Inayat-ur-Rahman, Gulf Today
Dubai offers huge incentives that encourage residents to invest in the real estate sector, namely, high return on investment, low risk, investing for next generations, ease of substitute in case of default and ownership is better than rent.
This was stated by Walid Al Zarooni, a leading real estate expert and Chairman of W Capital during an exclusive interview with Gulf Today, adding that that the City of Wonders is still the best place for foreigners to live, work and invest.
Al-Zarooni stated that Dubai has a population of more than 3.3 million people with plans to reach 5.8 million by 2040. The emirate is providing high quality infrastructure and attractive legislations that take into account the rights of all parties. The opportunities for investment and trade growth, as well as continuous and renewed government initiatives support the economy and enhance the presence of expatriates. The UAE government new incentives , include the granting of citizenship and golden residency, as well as full foreign ownership of business, up to 100%.
Al-Zarooni realized the top five incentives that prompt residents’ investment in the real estate sector as follows.
High return: Al-Zarooni noted that real estate investment in Dubai provides one of the highest ROI in the world, for many expatriates in the Gulf region and the Middle East, who prefer to invest in the real estate sector.
He pointed out that investors focus on avoiding weak return due to service fees, slump in rent ranges, or the weak market performance. But Dubai showed a remarkable recovery in the first quarter of this year, and it is clear that this recovery will continue during the coming years boosted by the factors supporting the market.
“Of course, the investors or residents prefer these days to keep their savings in banks with good interest rates, but the high return on investments in Dubai real estate sector, of about 7 to 8 percent, will be tempting for many residents to buy units, whether to live without paying rents, or own for the purpose of investment or re-renting the units as chances of investment in their home country are scares , in light of the repercussions associated with the covid-19 pandemic,” said Alzarooni.”Dubai economy ,in contrast, is developing gradual recovery thanks to the vaccination campaign that served the vast majority of the population,” he added.
Al-Zarouni believes that the high return will give a rewarding pension in case the resident plans to invest part of his salary in real estate .
Low risk: The Chairman said that some expatriates investing in the real estate sector believe that investing in a country other than theirs ,may be a risk, due to the different laws.

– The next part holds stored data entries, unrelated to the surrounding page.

PR #47, opened 2023-12-05
New endpoints to retrieve logs for Lambda and CloudRun agents

mrostan:
- New platform specific endpoints for `aws` and `gcp`:
- GCP:
  - `/api/v1/gcp/logs/list`: gets CloudRun logs using `google.cloud.logging_v2.client.Client.list_entries`
    - By default, it returns all logs for the last 10 minutes
    - It supports the following parameters:
      - `limit`: defaults to `1000`
      - `filter`: a filter expression, see: [docs](https://cloud.google.com/logging/docs/view/advanced_filters)
- AWS:
  - `/api/v1/aws/logs/filter`: gets `CloudWatch` logs using `CloudWatchLogs.filter_log_events`, docs [here](https://boto3.amazonaws.com/v1/documentation/api/latest/reference/services/logs/client/filter_log_events.html).
    - By default, it returns all logs for the last 10 minutes
    - It supports the following parameters:
      - `limit`: defaults to `1000`
      - `start_time`: start time in isoformat (defaults to `now - 10 minutes`)
      - `end_time`: end time in isoformat
      - `pattern`: a search pattern, docs [here](https://docs.aws.amazon.com/AmazonCloudWatch/latest/logs/FilterAndPatternSyntax.html)
  - `/api/v1/aws/logs/start_query`: starts a query using `CloudWatchLogs.Client.start_query`, docs [here](https://boto3.amazonaws.com/v1/documentation/api/latest/reference/services/logs/client/start_query.html).
    - By default, it returns all logs matching the required `query` in the last 10 minutes
    - It supports the following parameters:
      - `limit`: defaults to `1000`
      - `start_time`: start time in isoformat (defaults to `now - 10 minutes`)
      - `end_time`: end time in isoformat
      - `query`: a query, syntax docs [here](https://docs.aws.amazon.com/AmazonCloudWatch/latest/logs/CWL_QuerySyntax.html).
    - It returns a `query_id` that can be used with `query_results`
  - `/api/v1/aws/logs/query_results`: returns the log events for the specified query id
    - The only supported parameter is `query_id`


Dockerfile
```diff
@@ -97,4 +92,9 @@ RUN yum -y update \
 RUN curl https://packages.microsoft.com/config/rhel/7/prod.repo | tee /etc/yum.repos.d/mssql-release.repo
 RUN ACCEPT_EULA=Y yum install -y msodbcsql17
 
+COPY apollo "${LAMBDA_TASK_ROOT}/apollo"
+ARG code_version="local"
+ARG build_number="0"
+RUN echo $code_version,$build_number > ./apollo/agent/version
+
```
mrostan, line 99: Moved this as the last step, so when building locally and making code changes it builds the updated image faster without having to re-install the yum packages

delkopiso (approved):
Looks good! Just a couple of questions:
- We have a default limit of 1000 for the logs. Should we have a maximum limit? Or are we just relying on the platform to impose their own limits here?
- For CloudWatch logs, do we want to support `stopQuery`?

He noted that the United Arab Emirates has provided the best legislative experiences in the world in protecting foreign investments, providing legal protection, preserving the rights of others and not compromising their ownership. A resident or investor can manage their real estate property, whether selling or completing real estate transactions and paying fees remotely, thanks to high- end technologies.
An investment for next generations: There is a wrong belief that say expatriates should invest for one generation ,which is the fathers’ or G1, only. In the UAE where the rules and regulations protect and respect the rights of all generations, buying a property is a good investment for future generations,” Alzarooni said. “Investors can benefit from owning a property even in the future time, “ he added.
Ease of substitute: One of the reasons investment in Dubai lure investors is the possibility of quickly finding an alternative real estate investor in case the original investor is unable to complete the process of purchasing the housing unit, whether in installments or bank financing.
“The concerns of finding an alternative investor or refunding may discourage people from investing in real estate, but in Dubai the situation is different in light of the attractiveness of the market and the price movements that tend to be on an upward trajectory,” Al-Zarouni said. “This guarantees the old investor refund the money he paid and the new investor get a new chance of win-win investment as a result of the improvement in the unit price,” he added.
Owning is better than renting: Al-Zarooni revealed that the expatriate’s ownership of real estate in Dubai is better than paying high rents. For an expatriate living here between 5 to 10 years, ownership on the basis of monthly installments will be a good option and the rent money will be saved.
By the end of the residency period, the expatriate can sell the unit, the price of which will have already increased, at the market price, and this will make a good investment chance in all cases.